» Task objective
Pull every line that includes the word "there" out of the data below and copy it.

*** Opening of Data ***

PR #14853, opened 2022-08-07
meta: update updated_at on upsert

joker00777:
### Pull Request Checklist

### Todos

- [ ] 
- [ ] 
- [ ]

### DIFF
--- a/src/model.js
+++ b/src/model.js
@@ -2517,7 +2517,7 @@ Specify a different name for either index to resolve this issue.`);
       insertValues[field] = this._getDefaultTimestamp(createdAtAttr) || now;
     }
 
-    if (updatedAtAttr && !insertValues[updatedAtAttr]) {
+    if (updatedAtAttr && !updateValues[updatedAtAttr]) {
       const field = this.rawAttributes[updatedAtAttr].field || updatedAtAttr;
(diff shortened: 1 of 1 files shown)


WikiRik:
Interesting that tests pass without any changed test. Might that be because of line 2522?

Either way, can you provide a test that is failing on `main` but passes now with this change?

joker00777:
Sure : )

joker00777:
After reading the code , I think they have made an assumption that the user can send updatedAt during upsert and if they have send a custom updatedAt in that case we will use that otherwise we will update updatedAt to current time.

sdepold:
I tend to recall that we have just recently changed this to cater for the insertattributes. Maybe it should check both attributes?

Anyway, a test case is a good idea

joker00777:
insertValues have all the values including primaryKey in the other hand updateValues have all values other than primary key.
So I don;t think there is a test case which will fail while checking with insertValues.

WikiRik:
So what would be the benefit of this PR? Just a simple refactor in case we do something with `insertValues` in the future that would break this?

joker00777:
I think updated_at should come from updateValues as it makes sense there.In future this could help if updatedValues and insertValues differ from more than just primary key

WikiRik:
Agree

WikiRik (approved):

*** Close of Data ***

» Response
So I don;t think there is a test case which will fail while checking with insertValues.
I think updated_at should come from updateValues as it makes sense there.In future this could help if updatedValues and insertValues differ from more than just primary key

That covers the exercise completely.